Embedded Rust - Capacitive Soil Moisture Sensor and the STM32F401

In this chapter, we'll build a simple embedded project using the STM32F401 microcontroller and a capacitive soil moisture sensor. We'll include an LED to indicate the moisture level of the soil. The LED will be blinking when the soil is too dry.

Getting prepared

To build this project, you need the following:

  • Capacitive Soil Moisture Sensor, I've got mine from Az-Delivery,
  • Orange LED,
  • 150Ω resistor,

Wiring

Connect the sensor to the STM board like this:

Capacitive Soil Moisture Sensor schematic

As you can see, the sensor needs 5V to power up. You can use an external power supply or connect the 5V pin of the ST-Link to the sensor, which is what I did.

The sensor has an analog output that we'll connect to the PA7 pin of the STM32F401. The PA7 pin is connected to the ADC1 channel 7.

The LED is connected to the PA0 pin of the STM32F401.

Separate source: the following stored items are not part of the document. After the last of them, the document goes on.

PR #636, opened 2020-06-11
Validate that runtime images meet minimum criteria

### LINKED ISSUE #631: Add mechanism to validate runtime-images delivered in releases
We have a requirement that images used in elyra pipelines have both `curl` and `python3`.  As we look at the setup of runtime-images we provide and update those in various releases, it would be helpful to have a means of ensuring the updated images meet our requirements.

We should add a target to the Makefile that validates runtime images in this manner.  This target could be part of each build or part of the test framework.  I suspect it might take a little time to validate each, so I'm initially thinking this be tied to testing - so long as formal CI builds fail if an image doesn't meet our criteria.

kevin-bates:
Currently validates that each image contains `curl` and `python3`, but that list of commands can be extended in the Makefile (or via a variable).

Because validation can take 10-15 minutes when no images are present, I've created a separate GitHub job to run in parallel with the other platform-specific jobs.  The image-validation job does not use a matrix approach - so the build time should not be much longer than it is now.

By default, the images remain.  This way quicker dev/testing can occur.  The GitHub action, on the other hand, goes ahead and removes each image in case space considerations are an issue.  Developers can quickly remote these images by running validation just like GH Actions:
```
make REMOVE_RUNTIME_IMAGE=1 validate-runtime-images
```

Resolves #631

           in the file; or

           it.

### DIFF
--- a/.github/workflows/pythonapp.yml
+++ b/.github/workflows/pythonapp.yml
@@ -64,3 +64,12 @@ jobs:
     - name: Collect logs
       if: failure()
       run: cat /tmp/jupyterlab-debug-*.log
+  image_validation:
+    runs-on: ubuntu-latest
+    steps:
+    - name: Checkout
+      uses: actions/checkout@v2
+      with:
+        clean: true
+    - name: Validate runtime images
+      run: make REMOVE_RUNTIME_IMAGE=1 validate-runtime-images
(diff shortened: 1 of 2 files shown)


lresende:
@kevin-bates you saved me the rest of my day, as I had just created a new branch to work on a similar test. Really appreciate you help here.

Make main.rs look like this:

#![no_std]
#![no_main]

use defmt::*;
use embassy_executor::Spawner;
use embassy_stm32::{
    adc::Adc,
    gpio::{Level, Output, Speed},
    peripherals::{ADC1, PA7},
};
use embassy_sync::{
    blocking_mutex::raw::ThreadModeRawMutex,
    channel::{Channel, Sender},
};
use embassy_time::{Delay, Timer};

use {defmt_rtt as _, panic_probe as _};

const DRYNESS: u16 = 3000;

static CHANNEL: Channel<ThreadModeRawMutex, u16, 64> = Channel::new();

#[embassy_executor::main]
async fn main(spawner: Spawner) {
    let p = embassy_stm32::init(Default::default());

    // orange LED
    let mut led = Output::new(p.PA0, Level::High, Speed::Low);

    info!("Setting up ADC");
    let mut delay = Delay;
    let adc = Adc::new(p.ADC1, &mut delay);
    let pin = p.PA7;

    spawner
        .spawn(read_moisture(adc, pin, CHANNEL.sender()))
        .unwrap();

    let rx_moisture = CHANNEL.receiver();

    loop {
        let alarm_on = rx_moisture.receive().await > DRYNESS;

        // Blink the LED if the moisture is too low
        if alarm_on {
            led.set_high();
            Timer::after_millis(500).await;
        }

        led.set_low();
    }
}

#[embassy_executor::task(pool_size = 2)]
async fn read_moisture(
    mut adc: Adc<'static, ADC1>,
    mut pin: PA7,
    tx_moisture: Sender<'static, ThreadModeRawMutex, u16, 64>,
) {
    loop {
        let v = adc.read(&mut pin);
        info!("ADC value: {}", v);
        tx_moisture.send(v).await;

        Timer::after_millis(1000).await;
    }
}

You need these dependencies in your Cargo.toml:

[dependencies]
embassy-stm32 = { version = "0.1.0", features = ["defmt", "stm32f401cc", "unstable-pac", "memory-x", "time-driver-any", "exti", "chrono"] }
embassy-sync = { version = "0.5.0", features = ["defmt"] }
embassy-executor = { version = "0.5.0", features = ["task-arena-size-32768", "arch-cortex-m", "executor-thread", "executor-interrupt", "defmt", "integrated-timers"] }
embassy-time = { version = "0.3.0", features = ["defmt", "defmt-timestamp-uptime", "tick-hz-32_768"] }
embassy-usb = { version = "0.1.0", features = ["defmt"] }
embassy-net = { version = "0.4.0", features = ["defmt", "tcp", "dhcpv4", "medium-ethernet", ] }

defmt = "0.3"
defmt-rtt = "0.4"

cortex-m = { version = "0.7.6", features = ["inline-asm", "critical-section-single-core"] }
cortex-m-rt = "0.7.0"
embedded-hal = "0.2.6"
embedded-io = { version = "0.6.0" }
embedded-io-async = { version = "0.6.1" }
panic-probe = { version = "0.3", features = ["print-defmt"] }

Run the project with:

$ cargo run --release

You should see the moisture level printed on the console. The LED should be blinking when the soil is too dry. It could be that you need to adjust the DRYNESS value to match your sensor.